When Tacca was an undergraduate at Vanderbilt University, he worked in a lab helping researchers develop prosthetics. Patients became excited when they got to try out the new devices. That inspired Tacca to come to CU Boulder to pursue that area of research. 

The skills and knowledge he learned in classes at the Mortenson Center for Global Engineering and in the Applied Biomechanics Lab were helpful for his ROMP internship. 

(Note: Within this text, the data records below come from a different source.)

PR #14354, opened 2022-08-16
Added client-auto-sync-interval argument to the grpc-proxy

biosvs:
etcdmain: added client-auto-sync-interval argument to the grpc-proxy

Currently it's possible to enable auto sync in client, which connects to grpc-proxies (if --namespace is used). But grpc-proxy itself don't have an option to update endpoints list from etcd clusters.

This PR introduces an option client-auto-sync-interval for grpc-proxy, which allows to specify auto sync interval for grpc-proxy itself.

### DIFF
--- a/server/etcdmain/grpc_proxy.go
+++ b/server/etcdmain/grpc_proxy.go
@@ -57,15 +57,16 @@ import (
 )
 
 var (
-	grpcProxyListenAddr            string
-	grpcProxyMetricsListenAddr     string
-	grpcProxyEndpoints             []string
-	grpcProxyDNSCluster            string
-	grpcProxyDNSClusterServiceName string
-	grpcProxyInsecureDiscovery     bool
-	grpcProxyDataDir               string
-	grpcMaxCallSendMsgSize         int
-	grpcMaxCallRecvMsgSize         int
+	grpcProxyListenAddr                string
+	grpcProxyMetricsListenAddr         string
+	grpcProxyEndpoints                 []string
+	grpcProxyEndpointsAutoSyncInterval time.Duration
+	grpcProxyDNSCluster                string
+	grpcProxyDNSClusterServiceName     string
+	grpcProxyInsecureDiscovery         bool
+	grpcProxyDataDir                   string
+	grpcMaxCallSendMsgSize             int
+	grpcMaxCallRecvMsgSize             int
 
 	// tls for connecting to etcd
 
@@ -134,6 +135,7 @@ func newGRPCProxyStartCommand() *cobra.Command {
 	cmd.Flags().StringVar(&grpcProxyMetricsListenAddr, "metrics-addr", "", "listen for endpoint /metrics requests on an additional interface")
 	cmd.Flags().BoolVar(&grpcProxyInsecureDiscovery, "insecure-discovery", false, "accept insecure SRV records")
 	cmd.Flags().StringSliceVar(&grpcProxyEndpoints, "endpoints", []string{"127.0.0.1:2379"}, "comma separated etcd cluster endpoints")
+	cmd.Flags().DurationVar(&grpcProxyEndpointsAutoSyncInterval, "endpoints-auto-sync-interval", 0, "etcd endpoints auto sync interval (disabled by default)")
 	cmd.Flags().StringVar(&grpcProxyAdvertiseClientURL, "advertise-client-url", "127.0.0.1:23790", "advertise address to register (must be reachable by client)")
 	cmd.Flags().StringVar(&grpcProxyResolverPrefix, "resolver-prefix", "", "prefix to use for registering proxy (must be shared with other grpc-proxy members)")
 	cmd.Flags().IntVar(&grpcProxyResolverTTL, "resolver-ttl", 0, "specify TTL, in seconds, when registering proxy endpoints")
@@ -338,8 +340,9 @@ func newProxyClientCfg(lg *zap.Logger, eps []string, tls *transport.TLSInfo) (*c
 func newClientCfg(lg *zap.Logger, eps []string) (*clientv3.Config, error) {
 	// set tls if any one tls option set
 	cfg := clientv3.Config{
-		Endpoints:   eps,
-		DialTimeout: 5 * time.Second,
+		Endpoints:        eps,
+		AutoSyncInterval: grpcProxyEndpointsAutoSyncInterval,
+		DialTimeout:      5 * time.Second,
 	}
 
 	if grpcMaxCallSendMsgSize > 0 {
--- a/tests/e2e/etcd_grpcproxy_test.go
+++ b/tests/e2e/etcd_grpcproxy_test.go
@@ -1,0 +1,169 @@
+// Copyright 2017 The etcd Authors
+//
+// Licensed under the Apache License, Version 2.0 (the "License");
+// you may not use this file except in compliance with the License.
+// You may obtain a copy of the License at
+//
+//     http://www.apache.org/licenses/LICENSE-2.0
+//
+// Unless required by applicable law or agreed to in writing, software
+// distributed under the License is distributed on an "AS IS" BASIS,
+// WITHOUT WARRANTIES OR CONDITIONS OF ANY KIND, either express or implied.
+// See the License for the specific language governing permissions and
+// limitations under the License.
+
+package e2e
+
+import (
+	"context"
+	"fmt"
+	"strings"
+	"testing"
+	"time"
+
+	"github.com/stretchr/testify/assert"
+	"github.com/stretchr/testify/require"
+	"go.etcd.io/etcd/api/v3/etcdserverpb"
+	"go.etcd.io/etcd/api/v3/v3rpc/rpctypes"
+	clientv3 "go.etcd.io/etcd/client/v3"
+	"go.etcd.io/etcd/pkg/v3/expect"
+	"go.etcd.io/etcd/tests/v3/framework/config"
+	"go.etcd.io/etcd/tests/v3/framework/e2e"
+	"go.etcd.io/etcd/tests/v3/framework/testutils"
+)
+
+func TestGrpcProxyAutoSync(t *testing.T) {
+	e2e.SkipInShortMode(t)
+
+	var (
+		node1Name      = "node1"
+		node1ClientURL = "http://localhost:12379"
+		node1PeerURL   = "http://localhost:12380"
+
+		node2Name      = "node2"
+		node2ClientURL = "http://localhost:22379"
+		node2PeerURL   = "http://localhost:22380"
+
+		proxyClientURL = "127.0.0.1:32379"
+
+		autoSyncInterval = 1 * time.Second
+	)
+
+	// Run cluster of one node
+	proc1, err := runEtcdNode(
+		node1Name, t.TempDir(),
+		node1ClientURL, node1PeerURL,
+		"new", fmt.Sprintf("%s=%s", node1Name, node1PeerURL),
+	)
+	require.NoError(t, err)
+
+	// Run grpc-proxy instance
+	proxyProc, err := e2e.SpawnCmd([]string{e2e.BinDir + "/etcd", "grpc-proxy", "start",
+		"--advertise-client-url", proxyClientURL, "--listen-addr", proxyClientURL,
+		"--endpoints", node1ClientURL,
+		"--endpoints-auto-sync-interval", autoSyncInterval.String(),
+	}, nil)
+	require.NoError(t, err)
+
+	proxyCtl := e2e.NewEtcdctl(&e2e.EtcdProcessClusterConfig{}, []string{proxyClientURL})
+	err = proxyCtl.Put("k1", "v1", config.PutOptions{})
+	require.NoError(t, err)
+
+	memberCtl := e2e.NewEtcdctl(&e2e.EtcdProcessClusterConfig{}, []string{node1ClientURL})
+	_, err = memberCtl.MemberAdd(node2Name, []string{node2PeerURL})
+	if err != nil {
+		t.Fatal(err)
+	}
+
+	// Run new member
+	proc2, err := runEtcdNode(
+		node2Name, t.TempDir(),
+		node2ClientURL, node2PeerURL,
+		"existing", fmt.Sprintf("%s=%s,%s=%s", node1Name, node1PeerURL, node2Name, node2PeerURL),
+	)
+	require.NoError(t, err)
+
+	// Wait for auto sync of endpoints
+	err = waitForEndpointInLog(proxyProc, node2ClientURL)
+	require.NoError(t, err)
+
+	memberList, err := memberCtl.MemberList()
+	require.NoError(t, err)
+
+	node1MemberID, err := findMemberIDByEndpoint(memberList.Members, node1ClientURL)
+	require.NoError(t, err)
+
+	// Second node could be not ready yet
+	for i := 0; i < 10; i++ {
+		_, err = memberCtl.MemberRemove(node1MemberID)
+		if err != nil && strings.Contains(err.Error(), rpctypes.ErrGRPCUnhealthy.Error()) {
+			time.Sleep(500 * time.Millisecond)
+			continue
+		}
+		break
+	}
+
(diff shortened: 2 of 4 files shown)


server/etcdmain/grpc_proxy.go
```diff
@@ -130,6 +131,7 @@ func newGRPCProxyStartCommand() *cobra.Command {
 	cmd.Flags().StringVar(&grpcProxyMetricsListenAddr, "metrics-addr", "", "listen for endpoint /metrics requests on an additional interface")
 	cmd.Flags().BoolVar(&grpcProxyInsecureDiscovery, "insecure-discovery", false, "accept insecure SRV records")
 	cmd.Flags().StringSliceVar(&grpcProxyEndpoints, "endpoints", []string{"127.0.0.1:2379"}, "comma separated etcd cluster endpoints")
+	cmd.Flags().DurationVar(&grpcProxyClientAutoSyncInterval, "client-auto-sync-interval", 0, "etcd endpoints auto sync interval (disabled by default)")
```
ahrtr, line 134: rename to `endpoints_auto_sync_interval`?

ahrtr:
Thanks @biosvs for the PR, two comments:
1. Please add a changelog item into [CHANGELOG-3.6](https://github.com/etcd-io/etcd/blob/main/CHANGELOG/CHANGELOG-3.6.md);
2. Please try to add an integration/e2e test case.

server/etcdmain/grpc_proxy.go
biosvs: Yep, looks better. Changed.

biosvs:
@ahrtr thank you for the quick review!

1. Appended changelog.
2. Wrote e2e test - I used plain commands instead of wrappers, because looks like that's the only way to run independent grpc-proxy and to change cluster members list (without discovery, which I didn't want to use to avoid over complication).

tests/e2e/etcd_grpcproxy_test.go
```diff
@@ -0,0 +1,163 @@
...
+	"testing"
+	"time"
+
+	"github.com/stretchr/testify/require"
+	"go.etcd.io/etcd/api/v3/etcdserverpb"
+	"go.etcd.io/etcd/pkg/v3/expect"
+	"go.etcd.io/etcd/tests/v3/framework/e2e"
+)
+
+func TestGrpcProxyAutoSync(t *testing.T) {
```
ahrtr, line 31: I would suggest to add a test into [gateway_test.go](https://github.com/etcd-io/etcd/blob/main/tests/e2e/gateway_test.go) and  reuse some existing code, and also reuse [ctlV3MemberAdd](https://github.com/etcd-io/etcd/blob/1851316519eea48ef350fa642e8aaa5a8ba6b5d4/tests/e2e/ctl_v3_member_test.go#L193) or [ctlV3MemberRemove](https://github.com/etcd-io/etcd/blob/1851316519eea48ef350fa642e8aaa5a8ba6b5d4/tests/e2e/ctl_v3_member_test.go#L176)

I believe it can greatly simplify the implementation.

ahrtr: Actually a better approach is to add a common test, which can be executed on both integration and e2e test environment. FYI. https://github.com/etcd-io/etcd/issues/13637

biosvs: 1. I'm not sure why grpc-proxy tests should be in the same file with the gateway tests? They are different things, and therefore it's impossible to reuse startGateway function, for example.
2. I tried to use ctl* function, but they accept ctlCtx which I don't have and can't create properly. It useless without setting up epc field of type e2e.EtcdProcessCluster, which in turn I can't use because I need to add/remove member, which is impossible with e2e.EtcdProcessCluster.
3. I really love your idea to use common framework to write tests once and then run them for both integration and e2e env. But for this particular case I have two concerns:
a. Neither e2e framework nor common framework have API for adding/removing members properly.
b. GRPC-proxy is a standalone application, I'm not sure if we at can talk about integration tests at all.

biosvs: I also thought how to write integration test for grpc-proxy, but auto sync is part of client. What I want to check is the code inside etcdmain, which cannot be tested in integration tests way (without actually ports binding, running additional processes, etc.).

So in fact my changes can be tested only in e2e tests, I guess.

ahrtr: > I'm not sure why grpc-proxy tests should be in the same file with the gateway tests? They are different things, and therefore it's impossible to reuse startGateway function, for example.

Yes, you are right. Sorry I misread the filename and content. They are indeed different things. 




> So in fact my changes can be tested only in e2e tests, I guess.

Agreed.



> I tried to use ctl* function, but they accept ctlCtx which I don't have and can't create properly. It useless without setting up epc field of type e2e.EtcdProcessCluster, which in turn I can't use because I need to add/remove member, which is impossible with e2e.EtcdProcessCluster.

There are lots of examples in the existing e2e test cases. Please try to reuse the existing utilities/methods/functions, such as [testCtl](https://github.com/etcd-io/etcd/blob/1851316519eea48ef350fa642e8aaa5a8ba6b5d4/tests/e2e/ctl_v3_test.go#L214), [getMemberList](https://github.com/etcd-io/etcd/blob/1851316519eea48ef350fa642e8aaa5a8ba6b5d4/tests/e2e/ctl_v3_member_test.go#L94), [ctlV3MemberAdd](https://github.com/etcd-io/etcd/blob/1851316519eea48ef350fa642e8aaa5a8ba6b5d4/tests/e2e/ctl_v3_member_test.go#L193), [ctlV3MemberRemove](https://github.com/etcd-io/etcd/blob/1851316519eea48ef350fa642e8aaa5a8ba6b5d4/tests/e2e/ctl_v3_member_test.go#L176), etc.

biosvs: Used e2e.EtcdctlV3, now it looks better (without custom json parser).

As for ctlV3 - I'm afraid I can't use it. Let me explain myself:
- gprc-proxy is not part of ctl utils, it's part of main etcd.
- All ctl* test function requires ctlCtx, which could be created only with e2e.EtcdProcessCluster.
- I can't use e2e.EtcdProcessCluster (neither with ctl*, nor directly), because it spawns all etcd nodes by its own. It's possible to change member list, but impossible to actually start new node or stop another.
- I also can't use e2e.EtcdProcess, because it could be created only from e2e.EtcdServerProcessConfig, which has private field `lg`, which is set only by function that creates e2e.EtcdProcessCluster, which I can't use (previous paragraph).
- At last, I found [number of examples](https://github.com/etcd-io/etcd/search?q=e2e.BinDir+etcd) in e2e tests, where nodes are spawned explicitly. So I hope for now my test fits into other e2e tests (:

tests/e2e/etcd_grpcproxy_test.go
```diff
@@ -0,0 +1,134 @@
...
+		node2ClientURL, node2PeerURL,
+		"existing", fmt.Sprintf("%s=%s,%s=%s", node1Name, node1PeerURL, node2Name, node2PeerURL),
+	)
+	require.NoError(t, err)
+
+	// Wait for auto sync of endpoints
+	time.Sleep(autoSyncInterval + 5*time.Second)
+
+	memberList, err := memberCtl.MemberList()
+	require.NoError(t, err)
```
ahrtr, line 86: Hard coded the 5 seconds sleep seems not good. Please consider to wait until the 2 members are ready.

tests/e2e/etcd_grpcproxy_test.go
```diff
@@ -0,0 +1,134 @@
...
+
+	node1MemberID, err := findMemberIDByEndpoint(memberList.Members, node1ClientURL)
```
ahrtr, line 88: Check `node2ClientURL` as well?

tests/e2e/etcd_grpcproxy_test.go
```diff
@@ -0,0 +1,134 @@
...
+	require.NoError(t, err)
+
+	// Remove node1 from member list and stop this node
+	_, err = memberCtl.MemberRemove(node1MemberID)
+	require.NoError(t, err)
+	require.NoError(t, proc1.Stop())
```
ahrtr, line 94: It seems that the data dir will not be cleaned up.

tests/e2e/etcd_grpcproxy_test.go
```diff
@@ -0,0 +1,134 @@
...
+
+	// Wait for the full stop
+	time.Sleep(time.Second)
+
+	resp, err := proxyCtl.Get("k1", config.GetOptions{})
+	kvs := testutils.KeyValuesFromGetResponse(resp)
+	assert.Equal(t, []testutils.KV{{Key: "k1", Val: "v1"}}, kvs)
+
+	require.NoError(t, proc2.Stop())
```
ahrtr, line 103: The data dir will not be cleaned up.

tests/e2e/etcd_grpcproxy_test.go
```diff
@@ -0,0 +1,134 @@
...
+	node1MemberID, err := findMemberIDByEndpoint(memberList.Members, node1ClientURL)
+	require.NoError(t, err)
+
+	// Remove node1 from member list and stop this node
+	_, err = memberCtl.MemberRemove(node1MemberID)
+	require.NoError(t, err)
+	require.NoError(t, proc1.Stop())
+
+	// Wait for the full stop
+	time.Sleep(time.Second)
```
ahrtr, line 97: It seems unnecessary.

tests/e2e/etcd_grpcproxy_test.go
ahrtr: > * It's possible to change member list, but impossible to actually start new node or stop another

It seems like a real gap. Please consider to improve the existing e2e test framework if you have bandwidth and interested.

biosvs: BTW I found another place where adding new member would be useful: https://github.com/etcd-io/etcd/blob/main/tests/e2e/ctl_v3_snapshot_test.go#L258

Sure, I'll try to extend API.

tests/e2e/etcd_grpcproxy_test.go
biosvs: There is no any API event regarding endpoints update. But fortunately grpc-proxy dumps endpoints into log, so I used Expect to wait for the update.

tests/e2e/etcd_grpcproxy_test.go
biosvs: I need memberID only to remove this member from the cluster. Moreover, after fix above (with waiting for endpoints update) we could be sure that second node is in member list.

tests/e2e/etcd_grpcproxy_test.go
biosvs: I get data dir with t.TempDir(), which registers cleanup func that in turn removes created temporary directories.

ahrtr: ack

tests/e2e/etcd_grpcproxy_test.go
biosvs: It's not necessary here, because later we're ensuring that gprc-proxy reads value from second node.

tests/e2e/etcd_grpcproxy_test.go
biosvs: Changed all hardcoded timeouts to retries.

biosvs:
Used new Expect function with the context. And all checks finally have passed.

ahrtr (approved):
Great work! Thanks @biosvs 

I believe majority of the test code should be integrated into the existing e2e test framework, and accordingly simplify this test case and benefit other similar e2e cases. Of course, it can be addressed in separate PR. 

cc @serathius @spzala @ptabor to double check.

tests/e2e/etcd_grpcproxy_test.go
```diff
@@ -0,0 +1,180 @@
...
+	}
+	require.NoError(t, err)
+	kvs := testutils.KeyValuesFromGetResponse(resp)
+	assert.Equal(t, []testutils.KV{{Key: "k1", Val: "v1"}}, kvs)
+
+	require.NoError(t, proc2.Stop())
+	require.NoError(t, proxyProc.Stop())
+}
+
+func runEtcdNode(name, dataDir, clientURL, peerURL, clusterState, initialCluster string) (*expect.ExpectProcess, error) {
```
serathius, line 126: Could you use `tests/framework/e2e.NewEtcdServerProcess instead?

tests/e2e/etcd_grpcproxy_test.go
```diff
@@ -0,0 +1,180 @@
...
+func waitForEndpointInLog(proxyProc *expect.ExpectProcess, endpoint string) error {
+	endpoint = strings.Replace(endpoint, "http://", "", 1)
+
+	ctx, cancel := context.WithTimeout(context.Background(), 5*time.Second)
+	defer cancel()
+
+	// ExpectFunc reads existing lines, but we're expecting for the events from the future,
+	// that's why sometimes we have to repeat ExpectFunc calls.
+	for {
+		select {
```
serathius, line 164: No need for checking `ctx.Done` here. There is no other IO operations in this loop than `ExpectFunc` which already does this for you.

tests/e2e/etcd_grpcproxy_test.go
```diff
@@ -0,0 +1,180 @@
...
+	return 0, fmt.Errorf("member not found")
+}
+
+func waitForEndpointInLog(proxyProc *expect.ExpectProcess, endpoint string) error {
+	endpoint = strings.Replace(endpoint, "http://", "", 1)
+
+	ctx, cancel := context.WithTimeout(context.Background(), 5*time.Second)
+	defer cancel()
+
+	// ExpectFunc reads existing lines, but we're expecting for the events from the future,
```
serathius, line 161: Maybe I'm missing something, but I think this statement is not true. `ExpectFunc` has an infinite for loop that only ends if we match the line or there is an error reported (expected when program exit). So it should be able to read from future events, if it doesn't this is a bug.

tests/e2e/etcd_grpcproxy_test.go
biosvs: Unfortunately I can't, described reasons above: https://github.com/etcd-io/etcd/pull/14354#discussion_r951199683

biosvs: Unfortunately I can't, described reasons above: https://github.com/etcd-io/etcd/pull/14354#discussion_r951199683

serathius: Heh, ctlV3 is terrible :(. Sorry for not noticing above comment.

tests/e2e/etcd_grpcproxy_test.go
biosvs: Yes, you're right. My mind somehow kept old interpretation of what this function does. Yesterday I changed my mind, but today forget it once again, lol.

Get rid of redundant code.

biosvs:
Is it possible to rerun check (https://github.com/etcd-io/etcd/actions/runs/2926560942)? Seems like it flaky.

serathius (approved):

biosvs:
@ahrtr how to you think, is it possible to port it to 3.5.5?

ahrtr:
> @ahrtr how to you think, is it possible to port it to 3.5.5?

Although it's an enhancement, but it's also a bug from another perspective, because the gRPC proxy may lose connection to the backend etcd cluster if there are member changes. 

I am OK to backport this, but I have no strong opinion on this. What do you think? @serathius @spzala @ptabor

biosvs:
So @ahrtr seems like there are no objections. How it's better to do? Just cherry-pick the commit into `release-3.5` branch? Or apply patch with another commit?

ahrtr:
> So @ahrtr seems like there are no objections. How it's better to do? Just cherry-pick the commit into `release-3.5` branch? Or apply patch with another commit?

Yes, please feel free to deliver a PR for this. I think you need to manually take care of the cherry-pick instead of automatically applying the patch, because there is big difference between `release-3.5 `and `main`.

Tacca is working on projects in the lab of Assistant Professor Alena Grabowski in the Applied Biomechanics Lab. He’s processing data for a study that examined how the biomechanics and gait symmetry of sprinters with unilateral, below-the-knee amputations changed when running with different stiffnesses, heights and models of running-specific prostheses. And he worked on a pilot study to see how subjects with unilateral, above-the-knee amputations walked across different slopes and at different speeds when using a standard suction prosthetic socket compared to the way they walked using an adjustable socket.

“I am starting to work on a project with the Department of Veterans Affairs that will be my main project over the next few years,” Tacca said. “For that project, we are examining walking with a powered ankle prostheses attached to a passive foot. We plan to systematically determine the effects of changing the power supplied by the prosthesis and (whether) the stiffness of the passive foot affects subjects’ biomechanics, muscle activity and metabolic energy consumption when walking at a range of speeds.”

Tacca’s first-hand experience this summer in Quito emphasized the importance of work conducted by organizations like ROMP for people with limited or no prosthetic and orthotic care.

“I’m not totally sure about my career path yet,” Tacca said, “but right now I think I would like to pursue an academic role where I would be able to continue conducting research on biomechanics and prosthetic devices. I also think I would like to incorporate international development projects, like the one I did with ROMP, into my career path.”